The humanistic Approach is the third wave in Psychology and the profounder are Carl Rogers and Abraham Maslow. It brought with it a paradigm shift in the way clients were responded to and given treatment in a therapeutic setup. The approach gained worldwide recognition and until today, the therapy is utilized in the treatment of various psychological difficulties such as marital discord, mood changes, anxiety, addiction, etc. The approach focuses on realizing an individual’s actual potential, being one’s true self, and exploring feelings and strengths. The basic premise of humanistic therapy is that people are innately good and are capable of making sound choices. The therapy proposed by the pioneers of Psychology utilizes various principles that are discussed below and is often known as Person Centered Therapy, Client Centered Therapy and/or Humanistic Therapy. Not only in Psychology but the concept of a hierarchy of needs, given by Abraham Maslow is studied and utilized by people belonging to every industry, such as management, business, and philosophy!

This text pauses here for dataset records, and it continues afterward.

PR #493, opened 2021-05-13
PMM-7934 Backup/restore

PaulJacobs-percona:
Notes:
- Section moved from 'How to' to 'Using' as IMHO it is more of a feature than a task, but open to discussion.
- Screenshots & icons need adding/updating, pending a more complete working env.
- Preview: https://609d0fc79be80e00078e07ee--pmm-doc-preview.netlify.app/using/backup.html


docs/using/backup.md
```diff
@@ -0,0 +1,98 @@
+# Backup and Restore
+
+> <b style="color:goldenrod">Caution</b> Backup and restore features are a technical preview and currently only work with MySQL database servers backing up to Amazon AWS S3 storage. locations
```
atymchuk, line 3:
```suggestion
> <b style="color:goldenrod">Caution</b> Backup and restore features are a technical preview and currently only work with MySQL database servers backing up to Amazon AWS S3 storage locations.
```

docs/using/backup.md
```diff
@@ -0,0 +1,98 @@
...
+
+## Before you start
+
+**For restoring**
+
+There are no special requirements for restoring.
```
atymchuk, line 9: Aren't the requirements same as for backing up? i.e., you gotta have access to S3, connectivity, the service has be there, etc. Well, probably a bit different, but still...

PaulJacobs-percona: Yes I realise I misinterpreted some facts. Restoring can be done without installing xtrabackup et al, but sure, still needs the BU location and a server to put it. I'll amend that.

docs/using/backup.md
```diff
@@ -0,0 +1,93 @@
...
+1. Navigate to Backup Management-->Storage locations
+2. Click *Add*
+3. Fill in the form fields
+
+    ![!](../_images/PMM_Backup_Management_Locations_Add_Storage_Location.jpg)
+
+    - *Name*:
+    - *Description*:
+    - *Type:*
+        - *S3*:
```
oter, line 43: Probably we should mention that `S3` is only implemented for now, `Local Client` and `Local Server` are not.

docs/using/backup.md
```diff
@@ -0,0 +1,93 @@
+# Backup and Restore
+
+> <b style="color:goldenrod">Caution</b> Backup and restore features are a technical preview and currently only work with MySQL database servers backing up to Amazon AWS S3 storage locations.
+
+## Before you start
```
oter, line 5: pmm-agent should be run as root in order to stop and restart MySQL using systemctl.

docs/using/backup.md
```diff
@@ -0,0 +1,93 @@
...
+    - *Location* -- The predefined storage location
+
+4. Click *Backup*
+
+5. In the *Backup Inventory* pane, watch the *Status* column.
+
+
+## Restoring a backup {: #backup-restore }
+
+> You can only restore a backup to the same service type. I.e. a MySQL backup can only be restored to a MySQL database server.
```
oter, line 76: restoring works for the same service, e.g. we cannot restore a backup made from `mysql-service-1` to some other `mysql-service-2`. Later, we will add support for restoring to another version-compatible service.

docs/using/backup.md
```diff
@@ -0,0 +1,93 @@
...
+> You must add a [backup storage location](#backup-location) before backing up
+
+1. Navigate to *Backup Management-->Backup Inventory*
+
+2. Click {{icon.plussquare}} Add
+
+3. In the *Backup On Demand* dialog, enter values for:
+
+    - *Service name* -- The service being backed up
+    - *Vendor* -- The database vendor name (only * * currently supported)
```
Dasio, line 64: vendor is read only. User don't have to enter values. And for now only mysql is supported.

docs/using/backup.md
PaulJacobs-percona: `pmm-admin config` starts `pmm-agent` so if that command is sudo'd, won't pmm-agent also be root PID? But you raise a general point as to whether all commands should show they are run as `sudo` or should be assume the reader can work that out? In the case of docker containers, `sudo` fails because it's not in the provided image. I will defer this specific instance and do a global doc review of where/when/if to mention running all `pmm-admin` commands via sudo.

docs/using/backup.md
PaulJacobs-percona: So not only same service type, but you can only restore to the same service instance (name)?

docs/using/backup.md
oter: As far as I know when we run `pmm-admin config` it actually performs a configuration (modifies configuration file pmm-agent.yaml) and this command requires pmm-agent to be already running via `pmm-agent run --server-address=1.2.3.4:443 --config-file=pmm-agent.yaml`. One more thing, it is required that the running agent should be on the same machine as MySQL e.g. the restore won't work if pmm-agent inside Docker container and MySQL is on the host machine.

docs/using/backup.md
oter: yes

PaulJacobs-percona: Ok I will add some words saying 'In the current implementation, you can only restore... More flexibility will come in future releases.' or something like that.

docs/using/backup.md
PaulJacobs-percona: Thanks @oter for the clarifications. These are general pointers that we will cover in other sections. I have a place in mind and will tackle it separately. If you think it's important to give these tips on this page (right next to the commands), let me know.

An individual having low self-esteem can reap various benefits from humanistic therapy; which are discussed here. First, the therapy requires that a good rapport with the client be formed. The same is achieved by being empathetic and by using unconditional positive regard, two of the most important characteristics of humanistic therapists. Unconditional positive regard is understood as the technique in which the client is accepted for who he/she is, without any conditions attached. People generally face conditional love during their childhood and later it translates into adult life as well. For instance, a child is given love and affection only when he or listens to his/her parent’s instructions or when he/she scores exceedingly well in an examination and so, the child does the activities which please his/her parents. Later in adulthood, this individual would behave and indulge in activities that others approve of, irrespective of whether he/she wishes to do them or not.

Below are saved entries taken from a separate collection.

PR #524, opened 2021-06-16
Simplify the docker commands

atymchuk:
Simplified two things:
1/ this script does run without the ln command, so it is redundant
2/ no need to output the health status in raw format, it works fine without it


PaulJacobs-percona:
The `{% raw %}` / `{% endraw %}` are needed to prevent MkDocs errors when it tries to interpret Jinja-like variables as used by docker. They are not seen in the final output and should remain in place.
For anything else I assume the code works as this piece was originally inserted by PZ.

PR #528, opened 2021-06-17
PMM Server Docker vs VM vs AWS: pros/cons

PaulJacobs-percona:


docs/setting-up/index.md
```diff
@@ -13,9 +13,11 @@ Set up at least one PMM Server.
...
 Choose from:
 
-- [Docker](server/docker.md)
-- [Virtual appliance](server/virtual-appliance.md)
-- [Amazon AWS](server/aws.md)
+| Use                  | {{icon.thumbsup}} **Benefits**  | {{icon.thumbsdown}} **Drawbacks**
+|----------------------|---------------------------------|--------------------------------------
+| [Docker]             | Quick, simple                   | Docker required, not for production
+| [Virtual appliance]  |                                 |
+| [Amazon AWS]         |                                 | Non-free solution (infrastructure)
```
PaulJacobs-percona, line 21: Fill in the blanks!

PaulJacobs-percona:
Idea is to bring some guidance to the options presented in the 'Setting up' sections.
Starting with pros/cons for each of three (maybe 4 if we include the install one-liner).
Please fill in the blanks.

docs/setting-up/index.md
```diff
@@ -13,9 +13,11 @@ Set up at least one PMM Server.
 
 Choose from:
 
-- [Docker](server/docker.md)
-- [Virtual appliance](server/virtual-appliance.md)
-- [Amazon AWS](server/aws.md)
+| Use                  | {{icon.thumbsup}} **Benefits**  | {{icon.thumbsdown}} **Drawbacks**
+|----------------------|---------------------------------|--------------------------------------
+| [Docker]             | Quick, simple                   | Docker required, not for production
```
shoffman-percona, line 18:
```suggestion
| [Docker]             | Quick, simple                   | Docker required, will have additional network configuration needs
```

docs/setting-up/index.md
```diff
@@ -13,9 +13,11 @@ Set up at least one PMM Server.
...
+| [Virtual appliance]  |                                 |
```
shoffman-percona, line 19:
```suggestion
| [Virtual appliance]  | Easily import into Hypervisor of your choice  | Requires more system resources compared to docker footprint
```

docs/setting-up/index.md
```diff
@@ -13,9 +13,11 @@ Set up at least one PMM Server.
...
+| [Amazon AWS]         |                                 | Non-free solution (infrastructure)
```
shoffman-percona, line 20:
```suggestion
| [Amazon AWS]         |  Wizard driven install                               | Non-free solution (infrastructure)
```

shoffman-percona (commented):
I can add more, am I on the right track to what you were looking for?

An individual with low self-esteem would extremely benefit by being regarded for who he/she is, without any pre-conditions attached. Additionally, humanistic therapy emphasizes being non-judgmental, hence the client benefits by being heard without being looked down upon for his/her actions, beliefs, opinions etc. For instance, the client might have had a poor experience of being judged for his/her thoughts; hence the humanistic space would facilitate him towards letting out his thoughts freely, without being conscious, as he would not be made fun of.

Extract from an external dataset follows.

PR #2726, opened 2026-08-14
test(dns): expand is_idn_hostname_uts46 coverage for the mapping step, Bidi and ContextO

vtushar06:
I added 25 tests to `test/dns/idn_hostname_uts46_test.cc`. Core already passes all of them, so this is coverage, not a fix.

The file had 19 tests, against 98 for the strict function, and the gap was mostly in the parts of UTS #46 that only the lookup profile reaches.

The humanistic therapist shows concern for the client and that he is cared for, which thereby, makes the client feel truly accepted. The aforementioned conditions would be utilized keeping in mind that the Humanistic approach focuses on understanding, caring, and emphasizing rather than labeling an individual with a psychological diagnosis, in order to achieve a therapeutic change. A basic tenet of humanistic therapy is that people possess the ability to change and grow, the client is shown immense respect and is appreciated for coming to the therapy session and for beginning the journey towards positive growth.
A person with low self-esteem generally tends to have conditional positive regard, however, this appreciation would increase his self-worth. These techniques, when used, provide an individual with the reassurance that he is well understood. In order to foster good self-esteem in the client, humanistic therapists seek information on whether his/her basic physiological, safety, security, and love and affection needs are met. This is done as Maslow suggested that an individual cannot move to the next stage, if the needs of the previous stage have not been realized and this, in turn, would enable and empower the client to achieve the lower level needs first. Next, as in all therapies, in-depth knowledge regarding the client’s difficulties, achievements, and family relations would be gained. This is done to bring to the client’s awareness that he is worthwhile, responsible, and capable of solving his/ her problems. The motive behind doing the same is for the client to develop trust and faith in himself/herself that he/she has lost at the present moment. The goals of the therapy are taken from the client and not from the therapist, a technique of humanistic therapy that gives the client major control over his/her life. Additionally, to aid the client in developing greater self-esteem, the client, in my opinion, should be encouraged to take part in activities that he/she has an interest in; for eg: dancing, painting, sketching, etc, to make him or aware of his likes/dislikes; which one often forgets when troubled.
This would also make him feel productive, a major goal as well as a benefit of humanistic therapy. Moreover, since humanistic therapy focuses on meeting the needs, the client would be motivated to participate in altruistic activities, form relationships, and indulge in spirituality, which are all means of attaining good self-esteem. In this process, the client can truly explore himself and even find the ‘purpose’ of his/her life. Another advantage of using humanistic therapy with a client with low self-esteem is that when he/she would experience a change in life, he/she would tend to feel anxious and even confused. However, to overcome such feelings, the client would be comforted by receiving the therapist’s warm presence. This essentially allows the client to deal with issues that are challenging and disturbing.
In conclusion, Humanistic Therapy forms the starting point for all other forms of therapies such as Cognitive Behavioural Therapy, Rational Emotive Behavioural Therapy, Expressive Arts Therapy, and Dance and Movement Therapy and has benefits that an individual wishes for i.e. being heard and accepted for who one really is. These conditions aid and foster an individual in leading a fulfilling and content life. The ideas behind Humanism and Humanistic therapy will definitely go a long way and will even become the basis of new emerging psychotherapies.